> _REQUIRED ACTION_
Go over the entries and report the lines where the word "suggest" occurs.

> _DATA FOR THIS EXERCISE_
········

Issue #214, opened 2017-04-10
Independent Worker/Controller AZ count


kans:

alexsomesan:
This is already possible.

Can you please document the specific issue a bit more? It's hard to understand from the current description :)

alexsomesan:
resolved by https://github.com/coreos/tectonic-installer/pull/267

PR #267, opened 2017-04-19
AWS: VPC subnets with custom CIDRs and AZs per workers / masters

### LINKED ISSUE #215: Support Custom Worker/Controller CIDRs
... for a given AZ when creating the VPC.

alexsomesan:
This change allows the VPC module to create subnets in arbitrary subsets of availability zones and using per-subnet custom CIDR ranges.

Resolves #215 and #214 

cc: @s-urbaniak @Quentin-M @sym3tri

### DIFF
--- a/modules/aws/vpc/vpc-private.tf
+++ b/modules/aws/vpc/vpc-private.tf
@@ -1,5 +1,5 @@
 resource "aws_route_table" "private_routes" {
-  count  = "${var.external_vpc_id == "" ? var.az_count : 0}"
+  count  = "${var.external_vpc_id == "" ? var.worker_az_count : 0}"
   vpc_id = "${data.aws_vpc.cluster_vpc.id}"
 
   tags = "${merge(map(
@@ -9,7 +9,7 @@ resource "aws_route_table" "private_routes" {
 }
 
 resource "aws_route" "to_nat_gw" {
-  count                  = "${var.external_vpc_id == "" ? var.az_count : 0}"
+  count                  = "${var.external_vpc_id == "" ? var.worker_az_count : 0}"
   route_table_id         = "${aws_route_table.private_routes.*.id[count.index]}"
   destination_cidr_block = "0.0.0.0/0"
   nat_gateway_id         = "${aws_nat_gateway.nat_gw.*.id[count.index]}"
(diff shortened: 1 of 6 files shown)


modules/aws/vpc/vpc-private.tf
```diff
@@ -9,28 +9,39 @@ resource "aws_route_table" "private_routes" {
...
-  cidr_block        = "${cidrsubnet(data.aws_vpc.cluster_vpc.cidr_block, 4, count.index + var.az_count)}"
-  vpc_id            = "${data.aws_vpc.cluster_vpc.id}"
-  availability_zone = "${data.aws_availability_zones.azs.names[count.index]}"
+  count = "${var.external_vpc_id == "" ? var.worker_az_count : 0}"
+
+  vpc_id = "${data.aws_vpc.cluster_vpc.id}"
+
+  cidr_block = "${lookup(var.worker_subnets,
+    "${element(concat(keys(var.worker_subnets), list("padding")), count.index)}",
+    "${cidrsubnet(data.aws_vpc.cluster_vpc.cidr_block, 4, count.index + var.worker_az_count)}")
```
s-urbaniak: The above interpolation (and the following ones) is pretty complex. I suggest we add a comment explaining what this does, especially the `list("padding")` workaround which makes the `element` function happy in case `worker_subnets` is empty and the `cidrsubnet` logic.

modules/aws/vpc/vpc-private.tf
```diff
@@ -9,28 +9,39 @@ resource "aws_route_table" "private_routes" {
...
+  }"
+
+  availability_zone = "${ "${length(keys(var.worker_subnets))}" > 0 ? 
+    "${element(concat(keys(var.worker_subnets), list("padding")), count.index)}" : 
+    "${data.aws_availability_zones.azs.names[count.index]}"
```
s-urbaniak: The same applies here, I suggest we add a doc comment above.

modules/aws/vpc/vpc-private.tf
alexsomesan: My plan is to move these expressions on the module inputs.
It would spread out the verbosity and make the resources read more cleanly.

I will then add documentation on the module inputs, which would all be in one place.

alexsomesan:
I renamed the top-level subnet input variables to explicitly mention "custom".

PR #271, opened 2017-04-20
frontend: Send more tfvars to backend.

ggreer:
Including:
- Storage info (iops, type, size)
- Public/private VPC
- Separate counts for master/worker AZs.
- Add TODOs for the few vars we're not yet passing to the backend.


squat:
It doesn't look like this undoes the decoupling of the worker/controller AZs.

ggreer:
It doesn't. The tfvars changed though, so the frontend has to send the new vars.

········

> _SOLUTION FOR THIS TASK_
s-urbaniak: The above interpolation (and the following ones) is pretty complex. I suggest we add a comment explaining what this does, especially the `list("padding")` workaround which makes the `element` function happy in case `worker_subnets` is empty and the `cidrsubnet` logic.
s-urbaniak: The same applies here, I suggest we add a doc comment above.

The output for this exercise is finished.